3. **Merge**: All RDF files are merged into a single RDF file using [merge_rdf.py](./merge_rdf.py).### Ontology
The ontology defines the structure of the knowledge graph, including classes, properties, and relationships. It ensures consistency and enables reasoning over the data. The ontology is defined in [ontology.ttl](./ontology.ttl) and includes classes such as city, country, and Drug, and properties such as located_in, population, and name.
### Challenges
#### Federated Query Challenges
In `basic_queries_geonames.py`, the federated query is particularly challenging because the `rdfs:label` property in DBpedia does not exactly correspond to the `geo:name` property in Geonames. For example, in Geonames, a city might have `geo:name = "Seaford"`, but in DBpedia, the `rdfs:label` might be `Seaford, Atlanta` or `Seaford, New York`.
This discrepancy makes it difficult to match cities between the two datasets directly. To address this, the query needs to include additional logic to handle these differences, which can make the query more complex and less efficient. This issue highlights the importance of having a consistent ontology and naming conventions across different datasets.
### Reasoning with RDFS
To enhance the knowledge graph, we applied RDFS reasoning to infer new knowledge from the existing data. The ontology defines the relationships between classes and properties, allowing us to infer new information based on these relationships.
#### Ontology Definition
The ontology is defined in [ontology.ttl](./ontology.ttl) and includes the following elements:
- **Classes**: `location`, `city`, `country`, `drug`, `condition`, `interaction`, `manufacturer`
- **Properties**: `capital_of`, `located_in`, `country_code`, `population`, `source_drug_id`, `target_drug_id`, `manufacturer`
- **Unification of Properties**: `dbp:region` and `geo:in_country` are unified under `ex:located_in`#### Reasoning Process
1. **Load Graph**: Load the RDF data and ontology into a graph.
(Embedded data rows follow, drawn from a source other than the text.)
PR #1891, opened 2015-02-28
Fix image deformation when using fluid or size classes

PLPeeters:
Currently, images which have height and width attributes set in the HTML don't resize correctly with the size and fluid classes (`ui small image`, `ui fluid image`, etc.). Those attributes are frequently used to avoid the content jumping around in case images take some time to load, which is why I figured this simple fix might be useful.

What happens in the actual version: the images get squeezed horizontally but not vertically, not preserving their aspect ratio.

What happens after my changes: the image gets resized both horizontally and vertically, keeping their aspect ratio intact.

### DIFF
--- a/src/definitions/elements/image.less
+++ b/src/definitions/elements/image.less
@@ -159,6 +159,7 @@ img.ui.bordered.image {
 .ui.fluid.image img {
   display: block;
   width: 100%;
+  height: auto;
 }
 
 
@@ -223,6 +224,7 @@ img.ui.bordered.image {
 .ui.mini.images svg,
 .ui.mini.image {
   width: @miniWidth;
+  height: auto;
   font-size: @mini;
 }
 .ui.tiny.images .image,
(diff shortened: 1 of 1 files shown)


jlukic:
Images [default to height auto](http://www.w3schools.com/cssref/pr_dim_height.asp), why would we need to specify?

PLPeeters:
I guess the height and width attributes override that behaviour, since it's causing problems for me without external CSS loaded.

jlukic:
Can you create a JSFiddle that demonstrates the issues you're seeing?

PLPeeters:
There you go: http://jsfiddle.net/cs93hfp3/

jlukic:
Are you working with backend tools that automatically add inline `width` and `height`? Its a bit quirky to specify a different height as an attribute than what you want it to appear as. 

Nevertheless there's no harm in adding. And it does solve this case.

PLPeeters:
Those are indeed added by my backend tools. Now that you point it out, it's indeed a bit quirky...

PR #1896, opened 2015-03-02
[Popup] Doesn't remove Window Events on Destroy

revov:
In an Angular JS application of mine I was suffering from a terrible memory leak. The extensive use of Semantic UI popups made me think they are the culprit. So I investigated a bit and found the cause. The **initialize** method of the Popup module attaches a listener on the **window.resize** event.but does not unbind it when its **destroy** behaviour is invoked. The proposed changes solve the memory leak.

### DIFF
--- a/src/definitions/modules/popup.js
+++ b/src/definitions/modules/popup.js
@@ -152,6 +152,9 @@ $.fn.popup = function(parameters) {
             .off(eventNamespace)
             .removeData(moduleNamespace)
           ;
+          $window
+              .off('resize' + eventNamespace, module.event.resize)
+          ;
         },
 
         event: {


jlukic:
We will have to solve this with `elementNamespace` (see [sidebar](https://github.com/Semantic-Org/Semantic-UI/blob/master/src/definitions/modules/sidebar.js#L130) for an example) since all modules bind to `window` with the same event namespace currently, causing the PR fix to remove events for other popups.

revov:
@jlukic This is why I pass the event handler to the 'off' method to make sure that only this event handler is removed and correspondent handlers for other popups are preserved (I made sure to test this before the pull request - other popups are intact).

However, you are correct that making the elementNamespace unique is a cleaner way to do this, since we can then unbind all events for this module in one go. Moreover, this would be more consistent as it was already done in other modules.

Do you want me to apply the *sidebar* approach from 9170fad1bd6e1e91c3a78aa391fe8516a32e8aee to my PR or you will take care of this?

jlukic:
You're right I didnt notice that in your commit, it does explicitly specify the event to unbind. 

I'm going to however swap over to a separate namespace to make it possible to remove the events explicitly without maintaining a reference to the event handler, which isn't possible outside the module itself.

PR #1978, opened 2015-03-18
Adding missing event namespace in form validation

hyperborea:
The namespace for e.g. the submit handler has been missed, which causes 'destroy' not to tear them down.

2. **Apply Reasoning**: Apply RDFS reasoning to infer new knowledge based on the ontology.
3. **Query Graph**: Execute SPARQL queries on the graph before and after reasoning to compare the results.The reasoning process is implemented in [reasoning.py](./reasoning.py). The script applies RDFS reasoning and compares the results before and after reasoning.
### Conclusion
The integration of SPARQL queries with RDFS reasoning has proven to be an effective method for exploiting the integrated datasets in our knowledge graph. By defining a clear and consistent ontology, we were able to infer new relationships and properties, enriching the data and providing more comprehensive query results. The use of RDFS reasoning allowed us to automatically classify entities into higher-level categories and extend relationships, making the data more interconnected and valuable.However, there are some limitations. Loading the graph in Python is quite slow, which can be a bottleneck when dealing with large datasets. Additionally, the requests on Geonames that need to call DBpedia are extremely slow, impacting the overall performance of the system.
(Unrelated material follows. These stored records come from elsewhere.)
Issue #1988, opened 2015-03-19
Required field indicators for grouped field labels should be on the group label


palmsey:
Demo: https://jsfiddle.net/3fd9wnkk/1/

The required field indicator (*) seems like it should go on the group label ("Would you like us to import your current settings?") rather than the individual radio button labels.

The markup in the fiddle is pulled from the docs, just added the "required" class to the grouped fields div.

gabormeszoly:
SUI fiddle here: http://jsfiddle.net/am0pgkqp/

palmsey:
Sorry, I forked that the first time, not sure what happened. 

Updated - http://jsfiddle.net/pktvcs1c/3/

jlukic:
I guess `require fields` should be each when `:not(.grouped)`

palmsey:
That's the solution I came up with too - I wasn't sure if I was missing some other way this was supposed to be set up though.

jlukic:
No, it was just an oversight. I'll fix

jlukic:
Added PR, closing issue

PR #1989, opened 2015-03-19
Moving required field indicator on grouped fields to group label

palmsey:
The required field style shouldn't apply to fields nested within grouped fields - #1988


jlukic:
Thanks for this

PR #2019, opened 2015-03-25
Disabled input field showing wrong cursor

nvnvenki:
Hi,

There was no indication to the user visually to say whether the field is disabled or not(Though slightly grayed out). So thought of adding disabled cursor so that user will immediately see the not-allowed cursor as user hovers over the input field.

Thanks,
Venki


jlukic:
Disabled styling is enough. I'm not a fan of modifying cursors.

PR #2047, opened 2015-04-01
use the optional keyword for imports

bassjobsen:
See http://lesscss.org/features/#import-options-optional, the optional keyword enables to drop the requirement for having many empty files.

### DIFF
--- a/src/theme.less
+++ b/src/theme.less
@@ -15,15 +15,15 @@
    Packaged Theme
 -------------------*/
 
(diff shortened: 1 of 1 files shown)


jlukic:
Hi, this is already in the [next release](https://github.com/Semantic-Org/Semantic-UI/commit/3df6034a0b524202346ec9c5fe58a37e458788a7).

I'm lagging about 200 commits behind in master.

PR #2062, opened 2015-04-04
Add onOpening callback to Accordion

clupprich:
I added a new callback to the Accordion module, named `onOpening`, which will be triggered before the Accordion menu is about to be opened.

### DIFF
--- a/src/definitions/modules/accordion.js
+++ b/src/definitions/modules/accordion.js
@@ -157,6 +157,7 @@ $.fn.accordion = function(parameters) {
           ;
           if(isUnopen) {
             module.debug('Opening accordion content', $activeTitle);
+            settings.onOpening.call(this);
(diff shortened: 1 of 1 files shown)


jlukic:
Added in `2`

zilev:
one question please, to which version will be available onOpening callback ??? I would like to use, but I cann't

jlukic:
The version coming out today.

zilev:
screenshot-3
I'm confused, in the official page http://semantic-ui.com/ the current version is 1.12.3 , and there isn't that callback added :(

jlukic:
Later today.. https://github.com/Semantic-Org/Semantic-UI/issues/2216#issuecomment-114606850

zilev:
ohh I see thank you so much :dancer:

Future improvements to this project could include optimizing the data loading process and improving the efficiency of federated queries. Integrating additional datasets could further enrich the knowledge graph and provide more comprehensive insights.
### Resources
- [Datasets](#data)
- Geonames
- [Geonames Readme.txt](https://download.geonames.org/export/dump/readme.txt)
- Wikidata
- [Wikidata Ontology, City](https://www.wikidata.org/wiki/Q515)
- BDpedia
- [BDPedia Ontology](https://dbpedia.org/ontology/)
- [BDPedia Ontology, City](https://dbpedia.org/page/City)
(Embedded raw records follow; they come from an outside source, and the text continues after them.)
Issue #1057, opened 2014-09-03
How toget 2/3 + 1/3 columns with grids ?


brunob:
Hi, i'm searching a way to get a grid with columns like that :  2/3 total width + 1/3 total width

This example show what i can do for now, but it's not exactly 2/3 vs 1/3 : http://jsfiddle.net/s1e48tn0/

Does anyone knows if it's possible ?

Thanks :)

MrFusion42:
Even when changing the `@columnCount`, one cannot have mixed grids (it would be hard to combine thirds with halves).

This codepen exemplifies some of the limitations: http://codepen.io/MrFusion42/pen/emajvo

Since this was a very important issue for my company, we worked on integrating grid mixins that act as generators, so that all of the needed CSS rules can be easily generated.

This is the same markup, but loading our [forked version](https://github.com/MrFusion42/Semantic-UI/tree/column-generators) of Semantic UI:  http://codepen.io/MrFusion42/pen/wBLKQj

I've submitted a pull request with the changes: [#2090](https://github.com/Semantic-Org/Semantic-UI/pull/2090).

MrFusion42:
Added pull request #2095 for the branch _"next"_.  (Sorry, didn't notice that pull requests were not supposed to be on master)

PR #2090, opened 2015-04-09
Add column generators, support for mixed grid spans

MrFusion42:
Regarding issue #1057, this is a proposed solution that generates all the permutations needed to mix any grid size _n_ with any column spanning (up to _n_).  (See codepen [with](http://codepen.io/MrFusion42/pen/wBLKQj) and [without](http://codepen.io/MrFusion42/pen/emajvo) this patch)

As a side-effect of this new feature, the generation of all other column-related rules is now automated (so for example setting `@columnCount: 18` generates the `.seventeen` and `.eighteen` classes and rules on forms and tables).

Generating rules for _n_ columns is as easy as:
```less
&{.forCols(); .-each(@number, @i) {
    .my.@{number}.column.grid > .foo.column {
        .-nColumn
    }
}}
```
This generates:
```css
.my.one.column.grid > .foo.column {
    width: 100%;
}
.my.two.column.grid > .foo.column {
    width: 50%;
}
.my.three.column.grid > .foo.column {
    width: 33.33333333%;
}

/* ... up to @columnCount, or pass a number to .forCols() */

.my.n-th.column.grid > .foo.column {
    width: 5%;
}
```
I documented the generators on `mixins.less`, but I guess that should go elsewhere.
 
If this PR is too disruptive, I can create a new one that just adds the needed rules to `grid.less` :smile:


pateketrueke:
:+1:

- [BDPedia Ontology, Country](https://dbpedia.org/page/Country)
- Open Drug
- [Open Drug Kaggle](https://www.kaggle.com/datasets/krishnakumarkk/pubmed-knowledge-graph-dataset)
- [Open Drug Paper](https://ceur-ws.org/Vol-2873/paper10.pdf)
- PubMed
- I finally didn't use it.### TODO
- **Wikidata and DBpedia**: Enhance the data fetching to include more properties such as population, area, and coordinates.
- **Reasoning**: Apply more advanced reasoning techniques to infer new knowledge from the data.
- **Queries**: Develop more complex SPARQL queries to demonstrate the integration of different datasets.